Sunday, March 1, 2009

ORA-08177 - II

So my p.i.t.a. DBA won't link back to me, I told him it would be helpful to have both of our perspective's linked up since we're working on the same problem, I'm gonna link to him.

Anyway, last week he was able to pull all the SQL statements from memory that were operating under the SERIALIZABLE isolation level. Pretty cool stuff. You can find his post here.

Also, on Thursday night I ran 4 simultaneous tests of approximately 500 transactions each. While running I found a whole bunch of table locks. Of those tables, I found any ENABLED triggers and DISABLED them. After disabling the 6 triggers, the 2000 or so transactions were successfully completed in about 60 seconds, and the locks on the tables were very brief.

Right before I went to bed I realized though that I had run them in the default mode of READ COMMITTED. I almost got up and re-ran but decided to wait until morning.

Disabling the 6 triggers again and this time doing
before each script fired, they all broke with ORA-08177 within seconds.

On my previous post pertaining to this error, Gary Myers left a well thought out comment that I wanted to highlight here:
The basic nugget is that every statement in the transaction happens as if it all happened at the same instant (ie the SCN that the tansaction started). In the default mode, each SQL runs as of the SCN the statement starts executing.

Wouldn't expect it on a straight SELECT (maybe a SELECT ...FOR UPDATE). The error crops up when you try to get a record in current mode (ie you want to update/delete it) and it has changed since the start of the transaction. In default mode, the statement would lock until that other transaction completed, then restart as of a new SCN. Since in SERIALIZABLE mode it can't use a new SCN, it just falls over.

The 'solutions' are (1) make the transactions complete faster so they are less likely to overlap and (2) grab all the locks you need as early as possible. Shouldn't be trigger related unless they have autonomous transactions.

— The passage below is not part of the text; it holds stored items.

PR #868, opened 2022-08-25
feat(StatusScrollView): add ensureVisible function

faust4exe:
Required for https://github.com/status-im/status-desktop/issues/7093

### Checklist

- [X] follow [conventional commits](https://www.conventionalcommits.org/en/v1.0.0/)
- [ ] update sandbox app
- [X] test changes in [status-desktop](https://github.com/status-im/status-desktop)

### DIFF
--- a/src/StatusQ/Core/StatusScrollView.qml
+++ b/src/StatusQ/Core/StatusScrollView.qml
@@ -2,6 +2,7 @@ import QtQuick 2.14
 import QtQuick.Controls 2.14
 
 import StatusQ.Controls 0.1
+import StatusQ.Core.Utils 0.1
 
 /*!
    \qmltype StatusScrollView
@@ -62,5 +63,9 @@ Flickable {
     ScrollBar.vertical: StatusScrollBar {
         policy: ScrollBar.AsNeeded
         visible: resolveVisibility(policy, root.height, root.contentHeight)
+    }
+
+    function ensureVisible(rect) {
+        Utils.ensureVisible(this, rect)
     }
 }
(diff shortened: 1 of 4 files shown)


src/StatusQ/Core/StatusScrollView.qml
```diff
@@ -63,4 +63,15 @@ Flickable {
         policy: ScrollBar.AsNeeded
         visible: resolveVisibility(policy, root.height, root.contentHeight)
     }
+
+    function ensureVisible(rect) {
```
micieslak, line 67: We have an identical method in `StatusBaseInput.qml` and sth similar in `StatusSelectableText.qml`. I would suggest to move this method to utils.

micieslak (changes requested):

src/StatusQ/Core/StatusScrollView.qml
faust4exe: @micieslak Yes - I observed that and I believe it is identical. The thing is those functions are also inside of Flickable same as here. So I guess we dont need to move it to utils, but maybe StatusScrollView must be reused in place of those Flickable and have function inside of shared component.

micieslak: I would opt for standalone function in utils taking Flickable as a first argument. It gives slightly more flexibility. On top of that we could add ensureVisible to StatusScrollView as well and use standalone version for implementation:
```
function ensureVisible(rect) {
   StatusUtils.ensureVisible(this, rect)
}
```
Than we are safe in case StatusScrollView is refactored and decided to rely on different top level component than Flickable.

faust4exe: Ok - agree

micieslak (approved):
Looks great!

caybro (approved):
LGTM

PR #871, opened 2022-08-26
feat(StatusMessage): add `messageOriginInfo` property

PascalPrecht:
This is a property that allows for adding information about the origin
of a message (e.g. "Imported from discord").

This will most likely be only useful for messages that have been
imported from any other platform.

Because importing from other platforms requires those message to be
signed by a Status Account, it's undesirable to render the public key of
the account that signed imported messages.

Hence, when there's a `messageOriginInfo`, we don't render the elided
public key.

### Checklist

- [ ] update sandbox app

### DIFF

"usage of serializable isolation level is a design error that leads to non-scalable applications"
Don't agree with the word 'error'. It is a design choice. When you have a transaction of multiple statements, in default mode, the statements do not see a consistent picture of the data - even though each statement is individually consistent. There's a balance between consistency and concurrency. SERIALIZABLE moves that balance a bit more towards consistency.
I've also mapped out the process that produces the error and it ain't pretty. Most points are spawned off by the various triggers. I believe there is an underlying design flaw here as this particular process should be short and sweet. Some of the triggers firing are maintenance of post-processing data which would probably be served better by an asynchronous process taking care of that.


Clever Idea Widgetry said...

Dependency on serializable transactions that involves an application of more than a handful of concurrent users is most definitely a a design error. You might as well use flat files to store your data...

oraclenerd said...

You are quick!

Not sure if it's evident, but I'm fairly tired of the discussion. Perhaps I'm just not ready for the in-depth conversation the debate entails.

However, my gut instinct tells me that, READ COMMITTED being the natural isolation level, READ COMMITTED is what we should use. At least for the time being.

I also believe that there is a fundamental flaw in the design in that it's trying to do too much in this single logical transaction. Some of the code is encapsulated in packaged procedure calls, but the trigger stuff is, well, it's crazy.

Clever Idea Widgetry said...

I blew my FIRST! opportunity. Damn it.